Stored items from a collection:
────────────────────────────────────────
PR #412, opened 2016-01-29
Preemptible VMs

Horneth:


src/test/scala/cromwell/engine/backend/BackendCallSpec.scala
```diff
@@ -21,7 +21,7 @@ class BackendCallSpec extends CromwellTestkitSpec with ScalaFutures {
   "BackendCall hash function" should {
     "not change very often - if it changes, make sure it is for a good reason" in {
       val actual = backendCall.hash.futureValue.overallHash
-      val expected = "fe71298bb881a586178dca7c92fa945f"
+      val expected = "1ecd959c6081990491b214f5ae58850b"
```
Horneth: This changed because the runtime attribute went from a `Boolean` to an `Option[Int]`

cjllanwarne:
Review wheel says: @cjllanwarne and @scottfrazer

src/main/scala/cromwell/engine/ExecutionStatus.scala
```diff
@@ -2,11 +2,11 @@ package cromwell.engine
 
 object ExecutionStatus extends Enumeration {
   type ExecutionStatus = Value
-  val NotStarted, Starting, Running, Failed, Done, Aborted = Value
+  val NotStarted, Starting, Running, Failed, Preempted, Done, Aborted = Value
 
   implicit class EnhancedExecutionStatus(val status: ExecutionStatus) extends AnyVal {
     def isTerminal: Boolean = {
-      Seq(Failed, Done, Aborted) contains status
+      Seq(Failed, Done, Aborted, Preempted) contains status
```
geoffjentry: I realize this is preexisting but we should start getting in the habit of not using `Seq()` and using `List()` instead. A call to `Seq()` *is* a call to `List()`, but it's less obvious.

Note to our resident OOP lovers (Looking at you @mcovarr and @kshakir ) - I'm not suggesting (yet) removing `Seq` from signatures

src/main/scala/cromwell/engine/WorkflowDescriptor.scala
```diff
@@ -104,10 +104,10 @@ case class WorkflowDescriptor(id: WorkflowId,
     val logger = backend.workflowLogger(this)
 
     def copyFile(file: WdlFile): Try[Unit] = {
-      val src = file.valueString.toPath(workflowLogger, gcsFilesystem)
-      val wfPath = wfContext.root.toPath(workflowLogger, gcsFilesystem).toAbsolutePath
+      val src = file.valueString.toPath(gcsFilesystem)
+      val wfPath = wfContext.root.toPath(gcsFilesystem).toAbsolutePath
       val relativeFilePath = src.subpath(wfPath.getNameCount, src.getNameCount)
-      val dest = destDirectory.toPath(workflowLogger, gcsOutputsFilesystem).resolve(relativeWorkflowRootPath).resolve(relativeFilePath)
+      val dest = destDirectory.toPath(gcsOutputsFilesystem).resolve(relativeWorkflowRootPath).resolve(relativeFilePath)
```
geoffjentry: Also pre-existing but I wonder if the double-resolve is necessary or can it somehow be done in one pass

src/main/scala/cromwell/engine/WorkflowDescriptor.scala
```diff
@@ -171,6 +171,9 @@ case class WorkflowDescriptor(id: WorkflowId,
 }
 
 object WorkflowDescriptor {
+
+  def buildWorkflowRootPath(rootPath: String, name: String, workflowId: WorkflowId) = s"$rootPath/$name/${workflowId.toString}"
```
geoffjentry: Do you need the explicit toString here?

src/main/scala/cromwell/engine/backend/ExecutionResult.scala
```diff
@@ -21,8 +21,13 @@ final case class SuccessfulBackendCallExecution(outputs: CallOutputs, executionE
...
+sealed trait FailedExecution extends ExecutionResult {
+  def e: Throwable
+  def returnCode: Option[Int]
+}
 
+/**
+  * Failed execution, possibly having a return code.
+  */
+final case class NonRetryableExecution(e: Throwable, returnCode: Option[Int] = None, events: Seq[ExecutionEventEntry] = Seq.empty) extends FailedExecution
+final case class RetryableExecution(e: Throwable, returnCode: Option[Int] = None, events: Seq[ExecutionEventEntry] = Seq.empty) extends FailedExecution
```
geoffjentry: Add a \n at the end of the file to keep @kshakir from coming over and insulting the honor of :fr:

src/main/scala/cromwell/engine/backend/jes/JesBackend.scala
```diff
@@ -177,11 +167,9 @@ case class JesPendingExecutionHandle(backendCall: JesBackendCall,
                                      run: Run,
                                      previousStatus: Option[RunStatus]) extends ExecutionHandle {
   override val isDone = false
-
-  override def result = FailedExecution(new IllegalStateException)
+  override def result = NonRetryableExecution(new IllegalStateException)
```
geoffjentry: This looks like it could be a val - it's always the same, right?

src/main/scala/cromwell/engine/backend/ExecutionResult.scala
```diff
@@ -21,8 +21,13 @@ final case class SuccessfulBackendCallExecution(outputs: CallOutputs, executionE
  */
 case object AbortedExecution extends ExecutionResult
 
-/**
- * Failed execution, possibly having a return code.
- */
-final case class FailedExecution(e: Throwable, returnCode: Option[Int] = None) extends ExecutionResult
+sealed trait FailedExecution extends ExecutionResult {
+  def e: Throwable
```
geoffjentry: Is this really an exception or are we just after the error message? i.e. is the actual exception type meaningful elsewhere?

src/main/scala/cromwell/engine/backend/jes/JesBackend.scala
```diff
@@ -625,6 +602,38 @@ case class JesBackend(actorSystem: ActorSystem)
...
+
+  private def handleFailure(backendCall: BackendCall, errorCode: Int, errorMessage: Option[String], events: Seq[ExecutionEventEntry]) = {
+    import cromwell.util.IntUtil._
+
+    val taskName = s"${backendCall.workflowDescriptor.id}:${backendCall.call.unqualifiedName}"
+    val attempt = backendCall.key.attempt
+
+    if (errorMessage contains "Operation canceled at") {
+      AbortedExecutionHandle.future
+    } else if(preemtped(errorCode, backendCall)) {
```
geoffjentry: space after if - and you've got a typo: `preemtped`

src/main/scala/cromwell/engine/backend/jes/JesBackend.scala
```diff
@@ -625,6 +602,38 @@ case class JesBackend(actorSystem: ActorSystem)
...
+      val preemptedMsg = s"Task $taskName was preempted for the ${attempt.toOrdinal} time."
+      val max = backendCall.maxPreemption
+
+      if (backendCall.key.attempt < max) {
```
geoffjentry: You assigned `backendCall.key.attempt` to `attempt` above. Either use `attempt` everywhere or don't create it

src/main/scala/cromwell/engine/backend/jes/JesBackend.scala
```diff
@@ -625,6 +602,38 @@ case class JesBackend(actorSystem: ActorSystem)
...
+        val e = new PreemptedException(
```
geoffjentry: Similar comment to what I made above. Are these exceptions merely vessels to carry error messages around the system or is the actual `PreemptedException` being used somewhere?

src/main/scala/cromwell/engine/backend/jes/JesBackend.scala
geoffjentry: This whole if block I think could be made smaller/broken out into functions

src/main/scala/cromwell/engine/backend/jes/JesBackendCall.scala
```diff
@@ -72,6 +72,23 @@ class JesBackendCall(val backend: JesBackend,
   def downloadRcFile = authenticateAsUser(workflowDescriptor) { storage => Try(storage.readFile(returnCodeGcsPath)) }
 
   /**
+    * Determines the maximum number of times a call can be started with a Preemptible VM.
+    * Runtime attributes > workflow options > Jes configuration
+    */
+  lazy val maxPreemption = {
```
geoffjentry: This bothers me but I can't quite put my finger on why at the moment

src/main/scala/cromwell/engine/backend/jes/JesRuntimeInfo.scala
```diff
@@ -6,7 +6,7 @@ import cromwell.engine.backend.runtimeattributes.CromwellRuntimeAttributes
 import scala.collection.JavaConverters._
 
 object JesRuntimeInfo {
-  def apply(commandLine: String, runtimeAttributes: CromwellRuntimeAttributes): JesRuntimeInfo = {
+  def apply(commandLine: String, runtimeAttributes: CromwellRuntimeAttributes, preemptible: Boolean): JesRuntimeInfo = {
```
────────────────────────────────────────
Task instructions -
Give back all the records above exactly. Keep every word.

Your solution -
PR #412, opened 2016-01-29
Preemptible VMs

Horneth:


src/test/scala/cromwell/engine/backend/BackendCallSpec.scala
```diff
@@ -21,7 +21,7 @@ class BackendCallSpec extends CromwellTestkitSpec with ScalaFutures {
   "BackendCall hash function" should {
     "not change very often - if it changes, make sure it is for a good reason" in {
       val actual = backendCall.hash.futureValue.overallHash
-      val expected = "fe71298bb881a586178dca7c92fa945f"
+      val expected = "1ecd959c6081990491b214f5ae58850b"
```
Horneth: This changed because the runtime attribute went from a `Boolean` to an `Option[Int]`

cjllanwarne:
Review wheel says: @cjllanwarne and @scottfrazer

src/main/scala/cromwell/engine/ExecutionStatus.scala
```diff
@@ -2,11 +2,11 @@ package cromwell.engine
 
 object ExecutionStatus extends Enumeration {
   type ExecutionStatus = Value
-  val NotStarted, Starting, Running, Failed, Done, Aborted = Value
+  val NotStarted, Starting, Running, Failed, Preempted, Done, Aborted = Value
 
   implicit class EnhancedExecutionStatus(val status: ExecutionStatus) extends AnyVal {
     def isTerminal: Boolean = {
-      Seq(Failed, Done, Aborted) contains status
+      Seq(Failed, Done, Aborted, Preempted) contains status
```
geoffjentry: I realize this is preexisting but we should start getting in the habit of not using `Seq()` and using `List()` instead. A call to `Seq()` *is* a call to `List()`, but it's less obvious.

Note to our resident OOP lovers (Looking at you @mcovarr and @kshakir ) - I'm not suggesting (yet) removing `Seq` from signatures

src/main/scala/cromwell/engine/WorkflowDescriptor.scala
```diff
@@ -104,10 +104,10 @@ case class WorkflowDescriptor(id: WorkflowId,
     val logger = backend.workflowLogger(this)
 
     def copyFile(file: WdlFile): Try[Unit] = {
-      val src = file.valueString.toPath(workflowLogger, gcsFilesystem)
-      val wfPath = wfContext.root.toPath(workflowLogger, gcsFilesystem).toAbsolutePath
+      val src = file.valueString.toPath(gcsFilesystem)
+      val wfPath = wfContext.root.toPath(gcsFilesystem).toAbsolutePath
       val relativeFilePath = src.subpath(wfPath.getNameCount, src.getNameCount)
-      val dest = destDirectory.toPath(workflowLogger, gcsOutputsFilesystem).resolve(relativeWorkflowRootPath).resolve(relativeFilePath)
+      val dest = destDirectory.toPath(gcsOutputsFilesystem).resolve(relativeWorkflowRootPath).resolve(relativeFilePath)
```
geoffjentry: Also pre-existing but I wonder if the double-resolve is necessary or can it somehow be done in one pass

src/main/scala/cromwell/engine/WorkflowDescriptor.scala
```diff
@@ -171,6 +171,9 @@ case class WorkflowDescriptor(id: WorkflowId,
 }
 
 object WorkflowDescriptor {
+
+  def buildWorkflowRootPath(rootPath: String, name: String, workflowId: WorkflowId) = s"$rootPath/$name/${workflowId.toString}"
```
geoffjentry: Do you need the explicit toString here?

src/main/scala/cromwell/engine/backend/ExecutionResult.scala
```diff
@@ -21,8 +21,13 @@ final case class SuccessfulBackendCallExecution(outputs: CallOutputs, executionE
...
+sealed trait FailedExecution extends ExecutionResult {
+  def e: Throwable
+  def returnCode: Option[Int]
+}
 
+/**
+  * Failed execution, possibly having a return code.
+  */
+final case class NonRetryableExecution(e: Throwable, returnCode: Option[Int] = None, events: Seq[ExecutionEventEntry] = Seq.empty) extends FailedExecution
+final case class RetryableExecution(e: Throwable, returnCode: Option[Int] = None, events: Seq[ExecutionEventEntry] = Seq.empty) extends FailedExecution
```
geoffjentry: Add a \n at the end of the file to keep @kshakir from coming over and insulting the honor of :fr:

src/main/scala/cromwell/engine/backend/jes/JesBackend.scala
```diff
@@ -177,11 +167,9 @@ case class JesPendingExecutionHandle(backendCall: JesBackendCall,
                                      run: Run,
                                      previousStatus: Option[RunStatus]) extends ExecutionHandle {
   override val isDone = false
-
-  override def result = FailedExecution(new IllegalStateException)
+  override def result = NonRetryableExecution(new IllegalStateException)
```
geoffjentry: This looks like it could be a val - it's always the same, right?

src/main/scala/cromwell/engine/backend/ExecutionResult.scala
```diff
@@ -21,8 +21,13 @@ final case class SuccessfulBackendCallExecution(outputs: CallOutputs, executionE
  */
 case object AbortedExecution extends ExecutionResult
 
-/**
- * Failed execution, possibly having a return code.
- */
-final case class FailedExecution(e: Throwable, returnCode: Option[Int] = None) extends ExecutionResult
+sealed trait FailedExecution extends ExecutionResult {
+  def e: Throwable
```
geoffjentry: Is this really an exception or are we just after the error message? i.e. is the actual exception type meaningful elsewhere?

src/main/scala/cromwell/engine/backend/jes/JesBackend.scala
```diff
@@ -625,6 +602,38 @@ case class JesBackend(actorSystem: ActorSystem)
...
+
+  private def handleFailure(backendCall: BackendCall, errorCode: Int, errorMessage: Option[String], events: Seq[ExecutionEventEntry]) = {
+    import cromwell.util.IntUtil._
+
+    val taskName = s"${backendCall.workflowDescriptor.id}:${backendCall.call.unqualifiedName}"
+    val attempt = backendCall.key.attempt
+
+    if (errorMessage contains "Operation canceled at") {
+      AbortedExecutionHandle.future
+    } else if(preemtped(errorCode, backendCall)) {
```
geoffjentry: space after if - and you've got a typo: `preemtped`

src/main/scala/cromwell/engine/backend/jes/JesBackend.scala
```diff
@@ -625,6 +602,38 @@ case class JesBackend(actorSystem: ActorSystem)
...
+      val preemptedMsg = s"Task $taskName was preempted for the ${attempt.toOrdinal} time."
+      val max = backendCall.maxPreemption
+
+      if (backendCall.key.attempt < max) {
```
geoffjentry: You assigned `backendCall.key.attempt` to `attempt` above. Either use `attempt` everywhere or don't create it

src/main/scala/cromwell/engine/backend/jes/JesBackend.scala
```diff
@@ -625,6 +602,38 @@ case class JesBackend(actorSystem: ActorSystem)
...
+        val e = new PreemptedException(
```
geoffjentry: Similar comment to what I made above. Are these exceptions merely vessels to carry error messages around the system or is the actual `PreemptedException` being used somewhere?

src/main/scala/cromwell/engine/backend/jes/JesBackend.scala
geoffjentry: This whole if block I think could be made smaller/broken out into functions

src/main/scala/cromwell/engine/backend/jes/JesBackendCall.scala
```diff
@@ -72,6 +72,23 @@ class JesBackendCall(val backend: JesBackend,
   def downloadRcFile = authenticateAsUser(workflowDescriptor) { storage => Try(storage.readFile(returnCodeGcsPath)) }
 
   /**
+    * Determines the maximum number of times a call can be started with a Preemptible VM.
+    * Runtime attributes > workflow options > Jes configuration
+    */
+  lazy val maxPreemption = {
```
geoffjentry: This bothers me but I can't quite put my finger on why at the moment

src/main/scala/cromwell/engine/backend/jes/JesRuntimeInfo.scala
```diff
@@ -6,7 +6,7 @@ import cromwell.engine.backend.runtimeattributes.CromwellRuntimeAttributes
 import scala.collection.JavaConverters._
 
 object JesRuntimeInfo {
-  def apply(commandLine: String, runtimeAttributes: CromwellRuntimeAttributes): JesRuntimeInfo = {
+  def apply(commandLine: String, runtimeAttributes: CromwellRuntimeAttributes, preemptible: Boolean): JesRuntimeInfo = {
```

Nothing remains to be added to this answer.